__Collected data__.
PR #415, opened 2019-03-20
ndisc/neigh: sync the neighbour entry to other cores once it is created.

andrewhit:
During nat64 test, the below issue is met on IPv6-side (aka wan side).
Provided that dpvs's gateway IPv6 address is  fcbd:dc00:46::1.

1) When the outgoing packet destined to IPv6 client is sent out from dpvs, we
  need to resolve dpvs's gateway mac address. So the below neighbour
  solicitation is sent from dpvs to its IPv6 gateway.

  (:: -> ff02::1:ff00:1) that includes info, "Neighbour Solicitation for
  fcbd:dc00:46::1".

  And the related neighbour entry, E1, (fcbd:dc00:46::1, null mac address, dpdk1) is
  created on core A.

2) The coresponding neighbour advertisement is received on core B.

  (fe80:274:9cff:fe0e:1441 -> ff02::1) that includes info, "Neighbour

  Since it is received on core B, we have no way to find the previously created
  neighbour entry, E1 which is created on core A.

  So the solution is to sync the neighbour entry to the other cores once it is
  created and we still follow the design of per-lcore neighbour mgmt.

  Additionally, within ndisc_recv_na(), target address, "fcbd:dc00:46::1" should
  be used to find the neighbour entry instead of source-ip address,
  "fe80:274:9cff:fe0e:1441". So the entry, E1 is resolved as below and then
  synced to the other cores.

      (fcbd:dc00:46::1, 00:74:9c:0e:14:41, dpdk1)

### DIFF
--- a/src/neigh.c
+++ b/src/neigh.c
@@ -595,10 +595,9 @@ int neigh_output(int af, union inet_addr *nexhop,
                 neigh_entry_state_trans(neighbour, 0);
             }
             return EDPVS_OK;
-        }
-        else if ((neighbour->state == DPVS_NUD_S_REACHABLE) ||
-                 (neighbour->state == DPVS_NUD_S_PROBE) ||
-                 (neighbour->state == DPVS_NUD_S_DELAY)) {
+        } else if ((neighbour->state == DPVS_NUD_S_REACHABLE) ||
+                   (neighbour->state == DPVS_NUD_S_PROBE) ||
+                   (neighbour->state == DPVS_NUD_S_DELAY)) {
 
             neigh_fill_mac(neighbour, m, NULL, port);
             netif_xmit(m, neighbour->port);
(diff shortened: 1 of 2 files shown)


src/neigh.c
```diff
@@ -639,6 +640,15 @@ int neigh_output(int af, union inet_addr *nexhop,
...
 
+        /*
+         * Sync to other cores though it has not been resolved. And the reason
+         * is that neighbour solicitation is sent from core A where the related
+         * neighbour entry is created. However the related neighbour
+         * advertisement is received on core B. So if not synced, we have no
+         * chance to resolve it.
+         */
+        neigh_sync_core(neighbour, 1, NEIGH_ENTRY);
+
```
mscbg: It's OK for core A send ns and core B received na. 'ndisc_recv_ns' will create entry in core B and do 'neigh_sync_core' . Did you have some problem with it?

andrewhit: It works fine and I will raise a new pull request.

andrewhit:
Replaced with https://github.com/iqiyi/dpvs/pull/418

So I am closing it.

PR #3659, opened 2023-05-22
:sparkles: design pollish

Siddhant-K-code:
## Description

Design update for https://www.gitpod.io/docs/introduction top card.

Change: CTA Buttons will get left aligned on all screens.

|Before|After|
|:----:|:---:|
|image|image|


chrifro (approved):
Great catch! ✨

PR #3707, opened 2023-06-01
🐛 fix for staging env

Siddhant-K-code:


Siddhant-K-code:
@jakobhero Do you think we should also include `*.netlify.app`? as it would always fail the segment event on staging with `400` status.

https://github.com/gitpod-io/website/blob/920032ceb532c51e48cd27ebd97c41076e2aa24e/src/routes/api/collect-data.ts#L129-L134

src/lib/components/banners/cookie-consent.svelte
```diff
@@ -34,7 +34,6 @@
           on:click={() => {
             Cookies.set(cookies.ANALYTICAL, "false", {
               expires: 365,
-              domain: ".gitpod.io",
```
Siddhant-K-code, line 37: I've removed this explicit check. So, it would verify the cookie where it get created. i.e

If the cookie is generated from `.gitpod.io`. It would get verified on `.gitpod.io`
& vice versa for `.netlify.app` ([Docs](https://github.com/js-cookie/js-cookie/tree/latest#domain))

Siddhant-K-code:
For some reason, it doesn't send any even when a website gets loaded. But, it does send events when clicking on anywhere (CTAs, Navbar, Footer, etc.) 🤷🏼‍♂️

src/routes/api/collect-data.ts
```diff
@@ -126,12 +126,6 @@ export const post: RequestHandler = async ({ request }) => {
             body: { message: "Please include url and path in props" },
             status: 400,
           };
-        if (!body.props.url.startsWith("https://www.gitpod.io")) {
-          return {
-            body: { message: "Invalid URL provided" },
-            status: 400,
-          };
-        }
```
Siddhant-K-code, line 134: Removed it

Siddhant-K-code:
#3712 would also fix the issue :)

PR #3713, opened 2023-06-02
Configure Vite to respect `process.env`

Siddhant-K-code:
Related MKWEB-2

<a href="https://gitpod.io/#https://github.com/gitpod-io/website/pull/3713"></a>


vite.config.js
```diff
@@ -39,6 +39,9 @@ const config = {
   preview: {
     port: 3000,
   },
+  define: {
+    "process.env.SEGMENT_KEY": JSON.stringify(process.env.SEGMENT_KEY),
```
Siddhant-K-code, line 43: This is a Hotfix specially for `SEGMENT_KEY`. Ideally, it should be for every Environment variable we are using, for example [this](https://github.com/gitpod-io/website/blob/e0e48dbc942d3b42e0a32c75fc6ed991ab086b5f/src/routes/api/submit-form.ts#L9)

PR #3747, opened 2023-06-15
Not Preload Homepage Image assets & Passive listeners while scroll

Siddhant-K-code:
Fixes MKWEB-23

<a href="https://gitpod.io/#https://github.com/gitpod-io/website/pull/3747"></a>


vite.config.js
```diff
@@ -26,7 +27,7 @@ try {
  * @type {import("vite").UserConfig}
  */
 const config = {
-  plugins: [sveltekit()],
+  plugins: [sveltekit(), splitVendorChunkPlugin()],
```
ghostdevv, line 30: Is separating out vendor chunks really a performance benefit?

Siddhant-K-code: Yeah, Not sure. Was just trying to cut up on some on Build time also.

ghostdevv: I'm not sure there is a benefit since we need to load the js anyway

PR #3756, opened 2023-06-16
cross-link `gp validate` docs

Siddhant-K-code:
[IDE-171](https://linear.app/gitpod/issue/IDE-171/link-gp-validate-description-on-gitpod-cli-page)

<a href="https://gitpod.io/#https://github.com/gitpod-io/website/pull/3756"></a>

PR #3758, opened 2023-06-16
fix: update docs

loujaybee:
Small update to add description to `gp validate` directly on the CLI page.


gitpod/docs/references/gitpod-cli.md
```diff
@@ -62,7 +62,7 @@ gp init -i
 
 > The `gp validate` command is currently in [Beta](/docs/help/public-roadmap/release-cycle) · [Send feedback](https://github.com/gitpod-io/gitpod/issues/7671).
 
-Learn more about [gp validate](/docs/configure/workspaces#validate-your-gitpod-configuration) in the docs.
+Starts a workspace within in your currently opened workspace to quickly apply and review your configuration changes. Allows you to troubleshoot your `.gitpod.yml`, workspace image, ports, tasks and more. See [configure workspaces](/docs/configure/workspaces) for more on validating a workspace configuration.
```
loujaybee, line 65: We should keep the description + the link, so when users are scrolling through they're not forced to jump to another page 🙏  ([related change](https://github.com/gitpod-io/website/pull/3756/files)). 

Small pedantic one, but if the link text is the title of the other page, a user can make a better judgement about whether the page is interesting to them. Having "configure workspaces" gives more context about what the other page content might be about than "read more" which forces you to click, without knowing if the command is relevant or useful to you. 🙏

Siddhant-K-code (approved):

gitpod/docs/references/gitpod-cli.md
Siddhant-K-code: We should point to specific URL `/docs/configure/workspaces#validate-your-gitpod-configuration` instead of just `/docs/configure/workspaces`

PR #3796, opened 2023-06-28
Align styling on `/support` page

Siddhant-K-code:
fixes [MKWEB-66 : Align `/support` page styles](https://linear.app/gitpod/issue/MKWEB-66/align-support-page-styles)


Siddhant-K-code:
**Note**: for the headline on mobile, we need to do it for `h3` only because anchor link (if we go with `h2`, it would break the mobile layout. e.g.,

image

On `h3` (mobile), it looks better and more readable - 

image

PR #985, opened 2017-11-09
Don't inject proxy prefix for open access titles. Fixes #967

### LINKED ISSUE #967: Exempt Open Access Links from Proxy Prefix
When an online record has the label "Open Access" derived from the subfield x of the 856 field OL should not provide the proxy prefix before the URL in online links. Deals with the longstanding issue with Open Access handles being sent to the proxy for authentication discussed at the last LISSC+ meeting.

kevinreiss:


kevinreiss:
@tampakis when green this should be good.

app/helpers/application_helper.rb
```diff
@@ -28,6 +32,18 @@ def urlify(electronic_access, document)
     end
   end
 
+  def umlaut_fulltext_eligible?(document)
```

__Task goal__.
Your answer must be the lines above from the one containing "(:: -> ff02::1:ff00:1)" to the one containing "So the solution", both included, restated word for word.

__Answer__.
  (:: -> ff02::1:ff00:1) that includes info, "Neighbour Solicitation for
  fcbd:dc00:46::1".

  And the related neighbour entry, E1, (fcbd:dc00:46::1, null mac address, dpdk1) is
  created on core A.

2) The coresponding neighbour advertisement is received on core B.

  (fe80:274:9cff:fe0e:1441 -> ff02::1) that includes info, "Neighbour

  Since it is received on core B, we have no way to find the previously created
  neighbour entry, E1 which is created on core A.

  So the solution is to sync the neighbour entry to the other cores once it is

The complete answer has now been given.